### Working data
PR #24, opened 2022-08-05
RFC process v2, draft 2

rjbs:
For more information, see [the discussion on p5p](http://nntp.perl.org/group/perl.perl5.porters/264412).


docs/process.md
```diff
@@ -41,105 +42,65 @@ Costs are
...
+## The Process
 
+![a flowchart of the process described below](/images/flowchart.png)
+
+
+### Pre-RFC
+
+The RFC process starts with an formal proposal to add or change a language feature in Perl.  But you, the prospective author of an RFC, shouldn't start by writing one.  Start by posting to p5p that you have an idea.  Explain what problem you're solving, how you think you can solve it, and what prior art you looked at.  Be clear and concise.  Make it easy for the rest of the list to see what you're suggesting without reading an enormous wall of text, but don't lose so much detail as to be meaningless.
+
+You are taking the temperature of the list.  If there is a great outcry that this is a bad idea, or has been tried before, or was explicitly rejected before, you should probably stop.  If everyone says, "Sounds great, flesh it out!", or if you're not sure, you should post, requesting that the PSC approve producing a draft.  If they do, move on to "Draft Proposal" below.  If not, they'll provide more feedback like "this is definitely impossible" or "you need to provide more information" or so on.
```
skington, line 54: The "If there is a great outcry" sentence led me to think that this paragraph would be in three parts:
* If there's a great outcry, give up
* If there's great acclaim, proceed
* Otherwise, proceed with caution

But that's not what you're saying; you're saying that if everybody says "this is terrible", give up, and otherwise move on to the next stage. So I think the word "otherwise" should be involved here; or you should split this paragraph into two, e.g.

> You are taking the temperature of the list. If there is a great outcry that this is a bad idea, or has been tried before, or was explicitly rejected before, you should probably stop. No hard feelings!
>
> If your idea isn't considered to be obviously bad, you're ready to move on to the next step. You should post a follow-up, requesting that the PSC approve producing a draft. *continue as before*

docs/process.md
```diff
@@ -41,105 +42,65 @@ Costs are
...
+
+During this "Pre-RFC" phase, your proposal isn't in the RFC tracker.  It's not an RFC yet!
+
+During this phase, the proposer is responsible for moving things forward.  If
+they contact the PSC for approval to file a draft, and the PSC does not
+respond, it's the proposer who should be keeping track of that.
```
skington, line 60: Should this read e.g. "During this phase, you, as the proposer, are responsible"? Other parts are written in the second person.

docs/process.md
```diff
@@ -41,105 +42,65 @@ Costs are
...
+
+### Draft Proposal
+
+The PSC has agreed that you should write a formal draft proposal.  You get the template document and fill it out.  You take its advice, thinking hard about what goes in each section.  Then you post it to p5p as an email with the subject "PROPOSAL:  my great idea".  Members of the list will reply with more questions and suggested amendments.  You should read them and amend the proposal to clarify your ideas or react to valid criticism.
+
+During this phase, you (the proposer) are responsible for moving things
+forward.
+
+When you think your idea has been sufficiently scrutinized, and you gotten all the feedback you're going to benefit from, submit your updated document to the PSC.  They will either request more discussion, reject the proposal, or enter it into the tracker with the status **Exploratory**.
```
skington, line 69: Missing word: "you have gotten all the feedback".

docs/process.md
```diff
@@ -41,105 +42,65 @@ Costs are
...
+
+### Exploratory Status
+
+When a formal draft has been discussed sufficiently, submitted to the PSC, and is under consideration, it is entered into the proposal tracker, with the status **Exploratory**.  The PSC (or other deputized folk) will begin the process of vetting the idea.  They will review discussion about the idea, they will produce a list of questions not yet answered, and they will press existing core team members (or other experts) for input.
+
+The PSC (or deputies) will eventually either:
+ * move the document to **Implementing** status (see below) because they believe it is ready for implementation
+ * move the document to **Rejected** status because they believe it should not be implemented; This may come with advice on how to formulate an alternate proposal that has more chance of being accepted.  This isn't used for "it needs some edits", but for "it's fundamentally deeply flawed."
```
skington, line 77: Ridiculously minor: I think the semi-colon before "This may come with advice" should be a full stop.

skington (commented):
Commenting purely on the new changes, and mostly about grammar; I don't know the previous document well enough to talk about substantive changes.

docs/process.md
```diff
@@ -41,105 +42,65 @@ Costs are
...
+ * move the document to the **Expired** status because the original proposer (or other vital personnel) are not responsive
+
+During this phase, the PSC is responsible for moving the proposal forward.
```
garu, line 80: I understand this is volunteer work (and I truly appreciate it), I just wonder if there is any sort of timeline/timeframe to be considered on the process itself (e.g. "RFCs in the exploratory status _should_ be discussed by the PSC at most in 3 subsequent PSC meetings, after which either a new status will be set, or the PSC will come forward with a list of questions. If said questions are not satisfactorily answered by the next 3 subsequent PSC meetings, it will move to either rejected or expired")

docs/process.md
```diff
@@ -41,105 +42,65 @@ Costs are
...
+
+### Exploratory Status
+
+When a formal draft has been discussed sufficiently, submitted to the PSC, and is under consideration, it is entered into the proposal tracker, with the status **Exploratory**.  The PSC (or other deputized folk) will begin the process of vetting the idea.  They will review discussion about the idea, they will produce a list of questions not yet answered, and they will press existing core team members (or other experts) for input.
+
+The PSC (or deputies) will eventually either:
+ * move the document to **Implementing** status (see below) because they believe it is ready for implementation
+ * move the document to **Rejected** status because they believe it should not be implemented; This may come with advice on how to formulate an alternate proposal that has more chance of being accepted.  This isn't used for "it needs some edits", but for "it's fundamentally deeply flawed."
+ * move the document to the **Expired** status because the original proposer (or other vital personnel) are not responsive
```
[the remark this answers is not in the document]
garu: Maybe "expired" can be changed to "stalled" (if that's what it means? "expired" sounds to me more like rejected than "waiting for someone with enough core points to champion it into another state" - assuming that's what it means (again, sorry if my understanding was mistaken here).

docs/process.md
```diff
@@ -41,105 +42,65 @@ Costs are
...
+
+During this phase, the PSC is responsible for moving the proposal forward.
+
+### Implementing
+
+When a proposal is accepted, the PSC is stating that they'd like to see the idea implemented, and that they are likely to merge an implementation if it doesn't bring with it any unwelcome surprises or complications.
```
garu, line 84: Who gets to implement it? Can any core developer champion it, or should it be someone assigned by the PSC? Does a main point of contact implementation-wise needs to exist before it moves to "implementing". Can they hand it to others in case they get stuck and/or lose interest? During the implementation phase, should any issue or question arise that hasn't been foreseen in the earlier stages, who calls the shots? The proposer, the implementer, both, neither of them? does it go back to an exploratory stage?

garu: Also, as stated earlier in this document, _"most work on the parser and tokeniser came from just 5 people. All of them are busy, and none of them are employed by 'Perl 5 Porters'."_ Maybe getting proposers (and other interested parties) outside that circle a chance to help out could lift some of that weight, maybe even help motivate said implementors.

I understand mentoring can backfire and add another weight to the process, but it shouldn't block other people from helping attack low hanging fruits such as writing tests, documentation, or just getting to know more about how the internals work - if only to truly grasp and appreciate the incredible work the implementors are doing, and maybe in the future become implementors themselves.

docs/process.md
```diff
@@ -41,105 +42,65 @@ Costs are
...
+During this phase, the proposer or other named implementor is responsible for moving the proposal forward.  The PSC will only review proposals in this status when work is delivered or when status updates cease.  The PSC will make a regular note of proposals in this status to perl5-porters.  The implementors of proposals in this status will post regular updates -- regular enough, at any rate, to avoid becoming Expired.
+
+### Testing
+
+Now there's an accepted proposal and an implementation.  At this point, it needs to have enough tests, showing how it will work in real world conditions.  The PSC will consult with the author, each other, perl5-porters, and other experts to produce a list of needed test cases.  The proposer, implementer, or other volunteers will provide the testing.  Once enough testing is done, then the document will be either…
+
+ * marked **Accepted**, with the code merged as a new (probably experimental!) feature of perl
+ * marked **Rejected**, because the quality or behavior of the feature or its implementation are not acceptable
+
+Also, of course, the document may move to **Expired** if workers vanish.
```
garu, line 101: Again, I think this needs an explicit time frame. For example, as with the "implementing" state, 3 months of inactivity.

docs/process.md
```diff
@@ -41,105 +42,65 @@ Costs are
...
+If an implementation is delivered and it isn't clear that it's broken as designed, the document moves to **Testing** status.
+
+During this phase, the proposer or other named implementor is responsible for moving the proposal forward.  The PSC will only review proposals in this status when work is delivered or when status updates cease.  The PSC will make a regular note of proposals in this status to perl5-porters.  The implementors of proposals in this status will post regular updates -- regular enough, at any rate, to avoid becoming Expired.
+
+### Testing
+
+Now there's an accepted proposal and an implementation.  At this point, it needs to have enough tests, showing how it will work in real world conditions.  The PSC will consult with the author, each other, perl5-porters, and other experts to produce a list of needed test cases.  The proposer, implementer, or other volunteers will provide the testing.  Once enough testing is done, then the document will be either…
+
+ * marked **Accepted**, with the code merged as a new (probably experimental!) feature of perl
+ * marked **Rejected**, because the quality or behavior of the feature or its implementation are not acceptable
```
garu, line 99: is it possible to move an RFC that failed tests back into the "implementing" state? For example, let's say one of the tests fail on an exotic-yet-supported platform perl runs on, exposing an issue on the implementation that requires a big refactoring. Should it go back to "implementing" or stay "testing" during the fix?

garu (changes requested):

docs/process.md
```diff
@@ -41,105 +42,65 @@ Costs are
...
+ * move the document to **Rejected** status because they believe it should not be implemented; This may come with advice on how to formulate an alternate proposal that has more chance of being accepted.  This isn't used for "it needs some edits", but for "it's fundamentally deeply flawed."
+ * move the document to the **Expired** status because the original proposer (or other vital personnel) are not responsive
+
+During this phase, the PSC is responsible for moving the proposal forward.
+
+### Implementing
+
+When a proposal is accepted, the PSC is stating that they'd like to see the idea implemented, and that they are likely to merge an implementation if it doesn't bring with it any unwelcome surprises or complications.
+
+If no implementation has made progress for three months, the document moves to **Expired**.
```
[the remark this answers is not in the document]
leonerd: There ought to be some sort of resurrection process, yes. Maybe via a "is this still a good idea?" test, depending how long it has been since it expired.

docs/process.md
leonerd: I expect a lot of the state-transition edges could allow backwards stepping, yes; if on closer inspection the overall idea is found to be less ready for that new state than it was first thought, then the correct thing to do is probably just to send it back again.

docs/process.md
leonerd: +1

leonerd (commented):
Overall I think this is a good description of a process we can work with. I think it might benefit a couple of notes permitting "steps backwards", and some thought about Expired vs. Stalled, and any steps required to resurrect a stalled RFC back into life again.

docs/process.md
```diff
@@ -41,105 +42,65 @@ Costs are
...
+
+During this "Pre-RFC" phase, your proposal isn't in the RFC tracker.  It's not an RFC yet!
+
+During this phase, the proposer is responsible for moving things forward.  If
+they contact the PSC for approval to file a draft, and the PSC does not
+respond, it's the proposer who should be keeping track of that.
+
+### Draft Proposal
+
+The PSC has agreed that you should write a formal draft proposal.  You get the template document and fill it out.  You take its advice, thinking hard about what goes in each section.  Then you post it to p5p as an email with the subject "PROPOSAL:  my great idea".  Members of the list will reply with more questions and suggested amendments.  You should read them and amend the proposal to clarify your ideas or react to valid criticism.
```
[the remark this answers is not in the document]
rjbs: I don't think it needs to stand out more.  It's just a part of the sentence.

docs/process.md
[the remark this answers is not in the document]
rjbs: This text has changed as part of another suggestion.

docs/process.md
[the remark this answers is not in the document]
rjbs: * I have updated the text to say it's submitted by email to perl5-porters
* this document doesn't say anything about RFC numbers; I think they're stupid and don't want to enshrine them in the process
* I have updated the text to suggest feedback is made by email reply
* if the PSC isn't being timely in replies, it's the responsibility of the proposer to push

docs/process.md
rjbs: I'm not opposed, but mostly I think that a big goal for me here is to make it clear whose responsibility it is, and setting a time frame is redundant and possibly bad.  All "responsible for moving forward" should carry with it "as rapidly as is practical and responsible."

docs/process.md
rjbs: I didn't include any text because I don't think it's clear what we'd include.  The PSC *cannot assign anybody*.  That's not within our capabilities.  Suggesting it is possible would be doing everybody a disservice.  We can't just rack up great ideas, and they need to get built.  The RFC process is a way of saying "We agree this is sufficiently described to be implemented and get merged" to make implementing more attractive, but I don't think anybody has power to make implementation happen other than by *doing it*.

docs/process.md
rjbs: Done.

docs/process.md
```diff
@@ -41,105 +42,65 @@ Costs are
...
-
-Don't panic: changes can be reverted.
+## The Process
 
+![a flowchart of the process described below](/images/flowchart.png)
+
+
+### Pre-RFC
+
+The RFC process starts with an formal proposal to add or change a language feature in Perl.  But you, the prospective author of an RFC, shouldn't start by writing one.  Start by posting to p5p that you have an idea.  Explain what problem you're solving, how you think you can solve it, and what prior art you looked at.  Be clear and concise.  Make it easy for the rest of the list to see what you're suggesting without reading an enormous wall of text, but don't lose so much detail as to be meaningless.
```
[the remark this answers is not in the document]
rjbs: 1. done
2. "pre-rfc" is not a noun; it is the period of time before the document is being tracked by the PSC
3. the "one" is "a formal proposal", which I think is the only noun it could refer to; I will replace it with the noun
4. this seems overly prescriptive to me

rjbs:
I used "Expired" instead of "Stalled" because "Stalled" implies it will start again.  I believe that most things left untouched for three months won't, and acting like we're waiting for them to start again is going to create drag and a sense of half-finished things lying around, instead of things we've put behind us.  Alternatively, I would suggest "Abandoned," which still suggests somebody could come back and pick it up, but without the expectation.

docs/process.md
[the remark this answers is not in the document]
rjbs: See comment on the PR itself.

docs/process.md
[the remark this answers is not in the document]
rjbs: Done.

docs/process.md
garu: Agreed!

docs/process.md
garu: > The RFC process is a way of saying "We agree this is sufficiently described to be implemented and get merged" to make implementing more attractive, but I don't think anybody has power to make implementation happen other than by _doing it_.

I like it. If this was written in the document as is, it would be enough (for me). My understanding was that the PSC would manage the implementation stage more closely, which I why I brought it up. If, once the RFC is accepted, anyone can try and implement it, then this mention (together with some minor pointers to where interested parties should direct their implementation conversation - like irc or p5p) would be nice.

### Problem description
Reply with nothing but the number of lines in the entries that include "feedback".

### Problem solution
4